Bellefleur
And there were, of course, innumerable other vexing things, more and less mysterious, haunted closets and baths and mirrors and drawers, and even a corner of Aveline’s boudoir, and the dust-coated drum made of Raphael’s skin that sometimes made light tapping sounds as if invisible fingers were drumming on it restlessly, and the lavender silk parasol, badly faded and frayed, said to have belonged to Violet, that rolled of its own accord across the floor, as if angrily kicked—but how seriously were they to be taken? For, after all, as Hiram frequently said, with his bemused skeptical smile, These absurd spirits batten on our credulity. If we stopped believing in them, if, together, unified for once, the entire family stopped believing . . . why, then, they would be powerless!
Cassandra
One chilly sunny day in early November Leah acquired another baby—another girl of questionable parentage—for the Bellefleurs.
It was a long, ambitious day, which began with a visit to the Gromwell property on the far side of Silver Lake.
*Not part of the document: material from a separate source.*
Issue #43, opened 2018-09-28
PR #31 shouldn't generate the template at /etc/cni/net.d/


cadmuxe:
https://github.com/GoogleCloudPlatform/netd/pull/31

Though Leah had of course seen the property before, and claimed to have made a thorough study of its financial situation (which was quite poor—the quarry had been losing money steadily for the past six years), she insisted on being driven over in the new Rolls-Royce limousine, accompanied by Germaine and Hiram, and a young woman just hired to help with Germaine (her name was Lissa: she had been hired to replace Irene, as Irene had been hired to replace Lettie). It was a gusty day, and despite Hiram’s disapproval (he was always fussing and clucking and disapproving of Leah’s whims, like an aging husband) Leah had bundled her little girl up for winter and taken her along. The child loved rides, she loved to perch atop her mother’s lap and point and chatter and ask questions, which Leah answered patiently. It was very important, Leah believed, for a child to learn as much as possible—to see as much as possible—even at a very early age.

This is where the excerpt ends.